→ **What is required**
From the entries provided below, copy each line that contains the word "since".

→ **Dataset records**
PR #751, opened 2020-01-15
Remove font 0 from UI

kybos:
This removes font 0 from the settings and replaces it by the actual application font set by Qt style or in a stylesheet, as discussed in #750.


terminator356:
Thanks. We'll go from here and figure something out.

PR #752, opened 2020-01-17
New options for font settings

kybos:
As discussed in other places...
I think I found a way to enable scaling the fonts automatically without any incompatible changes. On the other hand, full customizability is still ensured, as the user can switch the new option off and set the font sizes individually as desired.

image

### DIFF
--- a/muse3/muse/app.cpp
+++ b/muse3/muse/app.cpp
@@ -1043,6 +1043,14 @@ MusE::MusE() : QMainWindow()
       MusEGlobal::config.fonts[0].setPointSize(font().pointSize());
       MusEGlobal::config.fonts[0].setBold(font().bold());
       MusEGlobal::config.fonts[0].setItalic(font().italic());
+
+      int fs = font().pointSize();
+      MusEGlobal::config.fonts[1].setPointSize(qRound(fs * MusEGlobal::FntFac::F1));
+      MusEGlobal::config.fonts[2].setPointSize(qRound(fs * MusEGlobal::FntFac::F2));
+      MusEGlobal::config.fonts[3].setPointSize(qRound(fs * MusEGlobal::FntFac::F3));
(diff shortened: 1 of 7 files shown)


terminator356:
Sorry for the delay.
Let's go with this for now. Probably the most reasonable solution for now.

We might be able to eliminate a few of those fonts.
For example the ones marked as 10, I think they are only used by one or two places,
 and they may be places that would want to naturally scale with app font.
I've never adjusted them. It seems reasonable that we might be able to
 eliminate them since they always say 10 anyways and likely could be
 simply made the same size as the app font.
We'll have to double check what uses them to see if that's possible...

kybos:
Yes, a good idea.
I will investigate.

kybos:
Font 2 is used for the Transport, but it only scales the labels:
image
That does not make much sense, does it?
Font 2 is the only one that was supposed to be equal to the system font in the default setting. Would it be a candidate for removal?

terminator356:
Ha! I suppose the idea was that users could make the transport smaller than the main font.
But if it is not being applied to the transport as a whole, it is useless.
Should we keep font 2 and apply it to the whole transport?
Hm... Hard to say. I mean, one could argue that we give mixer strips their own font,
 so why not remove the strip font as well... but there is a difference here:
The mixer strips are 'embedded' and there can be a lot of them in the mixer so I
 absolutely need that smaller font to see more strips. The transport on the other hand
 is a separate window and there's only one transport.
Given that it has been this way for a long time, I would say go ahead and remove font 2.
I don't think anyone will miss it. Maybe in the future if someone asks we could add it again,
 but for now, go ahead and remove it.
Any objections? Robert any opinion on this?

spamatica:
I trust your judgment on this.

Den ons 22 jan. 2020 kl 01:27 skrev Tim <notifications@github.com>:

PR #754, opened 2020-01-22
Fluidsynth - set soundfont for all/empty channels

kybos:
A function I was badly missing when using GM soundfonts...

With Ctrl the soundfont is set for all channels.
With Shift only for channels not yet filled (+ the currently selected one, of course).


terminator356:
Thanks.

PR #756, opened 2020-01-24
Fix event copy selection in piano roll (fixes #747)

### LINKED ISSUE #747: Ctrl+Drag in piano roll editor should only select new event
Small usability suggestion in MIDI editor/piano roll.

When I use the Ctrl key to make a copy of an event and drag it to another location, the original stays selected. I think only the new event should be selected.

My reason for this is that I usually start with a "live" MIDI recording, then drag around copies of the events and move and change the length of them. Now I have to de/reselect all the time.

This will also make it more consistent with other software, for example LibreOffice Draw.

muse3_ctrl_drag

kybos:
The selection only seems to work when set directly in this function.
All the later selection modifications for the dragged events in the higher level code don't have any effect.

### DIFF
--- a/muse3/muse/midiedit/prcanvas.cpp
+++ b/muse3/muse/midiedit/prcanvas.cpp
@@ -1012,7 +1012,9 @@ bool PianoCanvas::moveItem(MusECore::Undo& operations, CItem* item, const QPoint
       NEvent* nevent = (NEvent*) item;
       MusECore::Event event    = nevent->event();
       int npitch     = y2pitch(pos.y());
+      event.setSelected(false);
       MusECore::Event newEvent = (dtype == MOVE_COPY) ? event.duplicate() : event.clone();
+      newEvent.setSelected(true);
       int x          = pos.x();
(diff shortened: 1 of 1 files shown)


terminator356:
I guess this in reference to the user request a few weeks ago? Thanks.
I can see how the old behaviour could annoy when re-dragging an event.

Tip: Florian expressed a desire to have all selections undo-able.
He added that to his score editor, and even parts and events if I recall.
But I felt that undo should only be for things which have been edited.
I felt that undo 'backpedaling' through possibly many selections, to get to the last edit,
 seemed much overkill and could likely annoy.
So I reversed what he did but I left the door open for possible user choice in the matter.
IIRC I added a new config item 'selections undoable' but I have not exposed it yet to the user.
It remains 'off' for now.
In the code, I have mostly tried to honour the setting, in his code and elsewhere.
The effort may not be complete but I think in the places that I reversed his work, I tried
 to replace it with that setting (I didn't want to completely erase what he had done).

PR #761, opened 2020-01-29
Fix custom columns handling

kybos:
While I was at the header fixes I noticed that there were some open issues and work in progress related to the custom columns. I tried to finish what was apparently originally intended. I hope I did not miss anything critical.

1. Clean up the two duplicate vectors (custom_columns vs new_custom_columns) and related code.
2. Enable dynamic adding/removing of custom columns (without the need to restart the complete app, as it was the case before).
3. Allow the user to cancel the Custom columns modal dialog, without applying the settings (not possible before).

### DIFF
--- a/muse3/muse/arranger/arranger.cpp
+++ b/muse3/muse/arranger/arranger.cpp
@@ -79,8 +79,7 @@
 
 namespace MusEGui {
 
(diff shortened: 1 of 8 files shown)


terminator356:
That was Florian's work. I've never used it and have no idea if it's still working.
Hopefully this allows it to live on, for those who use it. Thanks!

PR #766, opened 2020-02-11
Improve mixer strip display button

kybos:
It's that button again... It always looked so bad, not matching the (varying) width of the mixer strip and looking to misplaced down there...
So this is another idea: Make it flat, small and asymmetric by design, so it does not look like a mistake.
I added a keyboard shortcut and different mouse cursor, so it's clear there is an action behind it.
IMO it looks quite nice and clean this way...

image

BTW: The mixer strip is also displayed in the midi/wave editors, but there it can't be hidden.

### DIFF
--- a/muse3/muse/arranger/arranger.cpp
+++ b/muse3/muse/arranger/arranger.cpp
@@ -367,11 +367,14 @@ Arranger::Arranger(ArrangerView* parent, const char* name)
       trackInfoButton  = new CompactToolButton(this);
       trackInfoButton->setContentsMargins(0, 0, 0, 0);
       trackInfoButton->setIcon(*mixerstripSVGIcon);
-      trackInfoButton->setToolTip(tr("Show mixer strip for current track"));
+      trackInfoButton->setToolTip(tr("Show mixer strip for current track (F5)"));
       trackInfoButton->setCheckable(true);
       trackInfoButton->setChecked(showTrackinfoFlag);
       trackInfoButton->setFocusPolicy(Qt::NoFocus);
-      trackInfoButton->setFixedSize(52, 14);
+      trackInfoButton->setFixedSize(20, 14);
+      trackInfoButton->setDrawFlat(true);
+      trackInfoButton->setShortcut(QKeySequence(Qt::Key_F5));
+      trackInfoButton->setCursor(QCursor(Qt::PointingHandCursor));
       connect(trackInfoButton, SIGNAL(toggled(bool)), SLOT(showTrackInfo(bool)));
 
       genTrackInfo(trackInfoWidget);
@@ -1097,7 +1100,7 @@ void Arranger::controllerChanged(MusECore::Track *t, int ctrlId)
 
 void Arranger::showTrackInfo(bool flag)
       {
-      trackInfoButton->setToolTip(flag ? tr("Hide mixer strip for current track") : tr("Show mixer strip for current track"));
+      trackInfoButton->setToolTip(flag ? tr("Hide mixer strip for current track (F5)") : tr("Show mixer strip for current track (F5)"));
       showTrackinfoFlag = flag;
       trackInfoWidget->setVisible(flag);
       updateTrackInfo(-1);
--- a/muse3/svg/mixerstrip.svg
+++ b/muse3/svg/mixerstrip.svg
@@ -1,44 +1,66 @@
-<?xml version="1.0" encoding="UTF-8"?>
-<svg id="SVGRoot" width="64px" height="64px" version="1.1" viewBox="0 0 64 64" xmlns="http://www.w3.org/2000/svg" xmlns:cc="http://creativecommons.org/ns#" xmlns:dc="http://purl.org/dc/elements/1.1/" xmlns:rdf="http://www.w3.org/1999/02/22-rdf-syntax-ns#">
- <defs>
-  <linearGradient id="linearGradient1637" x1="31" x2="31" y1="4" y2="61" gradientTransform="matrix(.25 0 0 .80702 -2.75 5.7719)" gradientUnits="userSpaceOnUse">
-   <stop stop-color="#f00" offset="0"/>
-   <stop stop-color="#ffd42a" offset=".29598"/>
-   <stop stop-color="#008000" offset=".5068"/>
-   <stop stop-color="#008000" offset="1"/>
-  </linearGradient>
-  <linearGradient id="linearGradient1655" x1="31" x2="31" y1="4" y2="61" gradientTransform="matrix(.25 0 0 .80702 15.25 5.7719)" gradientUnits="userSpaceOnUse">
-   <stop stop-color="#f00" offset="0"/>
-   <stop stop-color="#ffd42a" offset=".29598"/>
-   <stop stop-color="#008000" offset=".5068"/>
-   <stop stop-color="#008000" offset="1"/>
-  </linearGradient>
-  <linearGradient id="linearGradient1657" x1="31" x2="31" y1="4" y2="61" gradientTransform="matrix(.25 0 0 .80702 33.25 5.7719)" gradientUnits="userSpaceOnUse">
-   <stop stop-color="#f00" offset="0"/>
-   <stop stop-color="#ffd42a" offset=".29598"/>
-   <stop stop-color="#008000" offset=".5068"/>
-   <stop stop-color="#008000" offset="1"/>
-  </linearGradient>
-  <linearGradient id="linearGradient1659" x1="31" x2="31" y1="4" y2="61" gradientTransform="matrix(.25 0 0 .80702 51.25 5.7719)" gradientUnits="userSpaceOnUse">
-   <stop stop-color="#f00" offset="0"/>
-   <stop stop-color="#ffd42a" offset=".29598"/>
-   <stop stop-color="#008000" offset=".5068"/>
-   <stop stop-color="#008000" offset="1"/>
-  </linearGradient>
- </defs>
- <metadata>
-  <rdf:RDF>
-   <cc:Work rdf:about="">
-    <dc:format>image/svg+xml</dc:format>
-    <dc:type rdf:resource="http://purl.org/dc/dcmitype/StillImage"/>
-    <dc:title/>
-   </cc:Work>
-  </rdf:RDF>
- </metadata>
- <g fill-rule="evenodd" stroke="#000" stroke-dashoffset="37.795" stroke-linejoin="round">
-  <rect x="1" y="9" width="8" height="46" fill="url(#linearGradient1637)" style="paint-order:fill markers stroke"/>
-  <rect x="55" y="9" width="8" height="46" fill="url(#linearGradient1659)" style="paint-order:fill markers stroke"/>
-  <rect x="37" y="9" width="8" height="46" fill="url(#linearGradient1657)" style="paint-order:fill markers stroke"/>
-  <rect x="19" y="9" width="8" height="46" fill="url(#linearGradient1655)" style="paint-order:fill markers stroke"/>
- </g>
+<?xml version="1.0" encoding="UTF-8" standalone="no"?>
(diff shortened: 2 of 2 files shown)


terminator356:
Ah that pesky button, eh?
The other editors can hide the strip with the splitter although there's no button for that,
 there's not a whole lot of point to spending time adding one...
Thanks.

kybos:
You are of course right about the splitter.
So perhaps it would be better to remove this button completely? For the sake of consistency between the views, at it would certainly look better without, no matter what I do with it...

terminator356:
Well, there's a slight problem. If the splitter is like, way over there,
 the user must drag it all the way back to hide the strip.
Worse, it does not remember where it was.
The button allows users to flip the trackinfo panel on and off while retaining its size.

If anything, we might add this to all the editors.
However there are some tricky issues with where to put it I believe.
The editors don't have that extra space at the bottom extending all the way to the left.
It would require fairly serious layout rearrangements in each editor.

And then there's that pesky Ctrl button. I've always hated where it is.
In the Pianoroll it's OK but in the Drum Editor it really looks stupid way over on the left
 when the drum list is expanded to a reasonable normal size.
What else can we do with that thing... Put it on a toolbar?
Look closely, we need to be real creative here.

kybos:
OK, we can leave it as it is, it was just a question... It looks acceptable now, especially on the darker themes.
I also thought about putting the button in the toolbar, but did not find a good place there either (without creating a new separate toolbar for it alone).

I personally have no use for hiding the mixer strip or changing its size. Perhaps hiding makes sense for small laptop screens. But changing the width breaks the layout, many items are not properly resized and it looks more like a mistake, rather designed to be fixed width. 
I am probably missing something essential, but what's the use of changing the width at all? For potentially elided texts etc. there are tooltips, what else?

terminator356:
One huge reason: Text.
Want to see more text in a track name? Or a midi strip control name?
It's the only way to display horizontal text in a normally narrow control.
And in several of them at once, at a glance instead of hovering for tooltips.
To me it made perfect sense. Turned out to be the perfect solution to a problem
 that plagued us. Our strips were fixed size before. Text could not be distinguished
 from other text. That's very important. Wait till you see the other stuff I'm planning in there.
Originally I had implemented putting those purple extra midi strip controls into 
 an extra side panel to the right of the strip. But I decided to put them along with 
 the blue controls into two 'tabs'. Still have visions and support in code for some of the
 ideas. (Hedging my bets in case I need it.)

Ardour also has a strip expander.

What's this about breaking layout when expanded? Pictures?
Do you mean the textual controls in a strip expand but the others do not?
Intentional. No need to expand the others. Only the ones with potentially long text.

kybos:
OK, I see. I think that was what I meant.
Do you know what this pane is in the expanded area (marked with red ellipse on the screenshot)?
It's only visible in the audio strip, not in midi.

image

terminator356:
Oh wow. That shouldn't show up. Supposed to be hidden for now. I'll take a look.
Here you see a bit of what I was planning and talking about.
I was going to put stuff in there. If I ever get around to it.

terminator356:
Hi. It's hidden for now. Can you test and see if anything looks unusual,
 apart from the unusual design ;-)
I recall some weirdness years ago when it was hidden, but it tests OK here.

I hope you don't mind but I replaced your magnet cursor with the pencil in the controller view.
It just seemed like we needed better pinpoint accuracy there.

May I ask, how do the actual drum notes (diamonds) look on your display?
Too small? Could you use another zoom level?

Favour to ask: Can you do a quick test to see how my new 'note move' cursor looks?
It replaces the standard awful 4-pole arrow which was badly blocking the view
 of those small diamonds.
Grab a drum note and move it around to see the cursor.
I know, the offset needs a little adjustment. First 'draft', he he.
The 4 arrows of the new move cursor should 'hug' the diamond comfortably
 but not be say, way out there.
In the icons file when creating it, I had to multiply the size value by 2.
Does it work OK on your screen? Thanks.

spamatica:
Den lör 15 feb. 2020 kl 04:10 skrev Tim <notifications@github.com>:

> Hi. It's hidden for now. Can you test and see if anything looks unusual,
> apart from the unusual design ;-)
> I recall some weirdness years ago when it was hidden, but it tests OK here.
>
> I hope you don't mind but I replaced your magnet cursor with the pencil in
> the controller view.
> It just seemed like we needed better pinpoint accuracy there.
>
Yes. the magnet was not working very well, I prefer it this way.

A related bug that has been there forever is that the icon does not change
if you change to pencil after the mouse has entered the controller
automation area. Being a heavy shortcut user one hand always rests on the
keyboard shortcuts.
You can try it by pressing A up in the editor, move the mouse to the
controller area and press D, the icon does not change, toolbar changes
though.

May I ask, how do the actual drum notes (diamonds) look on your display?
> Too small? Could you use another zoom level?
>
Drum notes are fine here.

> Favour to ask: Can you do a quick test to see how my new 'note move'
> cursor looks?
> It replaces the standard awful 4-pole arrow which was badly blocking the
> view
> of those small diamonds.
> Grab a drum note and move it around to see the cursor.
> I know, the offset needs a little adjustment. First 'draft', he he.
> The 4 arrows of the new move cursor should 'hug' the diamond comfortably
> but not be say, way out there.
> In the icons file when creating it, I had to multiply the size value by 2.
> Does it work OK on your screen? Thanks.
>
Yeah, that's not a bad idea. The actual icon might need some work though.
It might be an optical illusion but it looks out of focus compared to the
drum notes, is it scaled somehow?

kybos:
> Hi. It's hidden for now. Can you test and see if anything looks unusual,
> apart from the unusual design ;-)
> I recall some weirdness years ago when it was hidden, but it tests OK here.

Looks OK here too.

> May I ask, how do the actual drum notes (diamonds) look on your display?
> Too small? Could you use another zoom level?
 
They are relatively small, but it's OK, no issue here.
There are 2 zoom levels now, but the diamonds remain the same size in both.
What other zoom level did you have in mind? Double the view size, including the diamonds and the texts?

> Favour to ask: Can you do a quick test to see how my new 'note move' cursor looks?
> It replaces the standard awful 4-pole arrow which was badly blocking the view
> of those small diamonds.
> Grab a drum note and move it around to see the cursor.
> I know, the offset needs a little adjustment. First 'draft', he he.
> The 4 arrows of the new move cursor should 'hug' the diamond comfortably
> but not be say, way out there.
> In the icons file when creating it, I had to multiply the size value by 2.
> Does it work OK on your screen? Thanks.

The new cursor is too big here (it partly covers the sound names in the tooltips).
It does not move ("jump") with the diamond, sometimes there is an offset (as you mention above).
There is a third (double-arrow) cursor displayed when mouse is over the note, should it be also replaced?
The colour could be perhaps too dark for a dark background.
The new cursor does not appear when you create a new note a move it immediately.

kybos:
> And then there's that pesky Ctrl button. I've always hated where it is.
> In the Pianoroll it's OK but in the Drum Editor it really looks stupid way over on the left
> when the drum list is expanded to a reasonable normal size.
> What else can we do with that thing... Put it on a toolbar?

You are right, it looks quite confusing, at the first sight I thought the arrow belonged to the button.

image

It could really be better to put it on the toolbar or in the menu and add a keyboard shortcut for fast access (same for the mixer strip hide button).

kybos:
What about adding a plus (and capitalize, as it should be anyway):

image

Looks a little better to me, more expressive, not so lost down there...

terminator356:
All three of the Ctrl, and 'S' and 'X' buttons on the controller panel, need to be icons.
With tooltips of course, describing what they do.
Long overdue. Been planning to do it. What I had in mind:

All three button icons start with the same base icon:
Preferably a miniaturised version of our round controls.
Or if you can think of some other icon meaning 'control' as in knob or slider etc.

For the Ctrl icon we include a small red 'plus' sign in the top right.
Or, one of those 'sparkly spark' things often found at the top right of 'new document' icons,
 meaning 'fresh' or 'new'.

For the 'X' button, we include a red circle-with-line-through much like your new panic icon.

For the 'S' button, we do nothing more than use the base icon, since it's meaning
 is "select control".

How's that work?

BTW It is very tempting to redo the drum editor layout so that the left edge of the
 scrollbar lines up with the left edge of the actual canvas.
Very tempting indeed.
But unfortunately, the drum list is so wide that many times the canvas will be
 showing as rather skinny in relation to the list.
So we want the advantage of the full scrollbar width so that we are not left
 manipulating a very short scrollbar.
I didn't design it that way, but you can see why it was done.

terminator356:
> tempting to redo the drum editor layout so that the left edge of the
scrollbar lines up with the left edge of the actual canvas

Ha! Ironically that's what we do with the Arranger.
Hm, I wonder if we should ever change that to mimic the drum editor's way?
I must have considered it before... or not.
[ Sigh... ] MusE is full of contradictions, eh? Midi vs. audio, waves vs. notes...

kybos:
> All three of the Ctrl, and 'S' and 'X' buttons on the controller panel, need to be icons.
> With tooltips of course, describing what they do.
> Long overdue. Been planning to do it. What I had in mind:
> 
> All three button icons start with the same base icon:
> Preferably a miniaturised version of our round controls.
> Or if you can think of some other icon meaning 'control' as in knob or slider etc.
> 
> For the Ctrl icon we include a small red 'plus' sign in the top right.
> Or, one of those 'sparkly spark' things often found at the top right of 'new document' icons,
> meaning 'fresh' or 'new'.
> 
> For the 'X' button, we include a red circle-with-line-through much like your new panic icon.
> 
> For the 'S' button, we do nothing more than use the base icon, since its meaning
> is "select control".
> 
> How's that work?

That sounds good, I fully agree. With the "round controls" you mean the knob, as in the mixer strip?

> BTW It is very tempting to redo the drum editor layout so that the left edge of the
> scrollbar lines up with the left edge of the actual canvas.
> Very tempting indeed.
> But unfortunately, the drum list is so wide that many times the canvas will be
> showing as rather skinny in relation to the list.
> So we want the advantage of the full scrollbar width so that we are not left
> manipulating a very short scrollbar.
> I didn't design it that way, but you can see why it was done.

Maybe that was the reason long time ago, when screens were small and low resolution ;-).

Still it's a design error (or at least very non-standard, to put it euphemistically ;-) ), because a scrollbar is supposed to be restricted to the UI element it moves, which in this case is the drum canvas and nothing else. I don't think you will find anything like that in another application. It's confusing (especially in connection with the ctrl button in our case), and it's also inconsistent with the other views in MusE.

terminator356:
Redesigned the drum note move cursor. It's now a half pencil, half 4-way arrow.
Seems to work well here so far for a first try. I also fixed the mouse-over-item cursor.
This time in icons.cpp when I create it, it has the exact same parameters as the pencil cursor.
So it should look like all the other cursors especially the pencil.
@kybos How does it look over there?
Here's what it's supposed to look like:
drum new move cursor 1

kybos:
> Redesigned the drum note move cursor. It's now a half pencil, half 4-way arrow.
> Seems to work well here so far for a first try. I also fixed the mouse-over-item cursor.
> This time in icons.cpp when I create it, it has the exact same parameters as the pencil cursor.
> So it should look like all the other cursors especially the pencil.
> @kybos How does it look over there?

The new cursor looks nice, a good solution.

Some points I mentioned above are still valid:
- If you create a new note and move it immediately, the cursor does not change (or is it intentional?).
- The arrow part of the icon will be difficult to see on dark backgrounds (probably not so bad).
- When you hover over a note, the cursor changes to the new one, when you press the mouse button, it changes back to the normal pencil (before you start moving) - intention or not?

terminator356:
Slight redesign. Inner part is light grey. Difficult to see anything at that size,
 but hopefully looks better on a dark background.
Still not happy about arrows, difficult to see again, should enlarge slightly.

The other issues... meh... part intentional, part neglect, part consequence of other stuff
 over the years... Hard to say. I'll see if there's time to address them.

→ **Solution to this problem**
 eliminate them since they always say 10 anyways and likely could be
For the 'S' button, we do nothing more than use the base icon, since it's meaning
> For the 'S' button, we do nothing more than use the base icon, since its meaning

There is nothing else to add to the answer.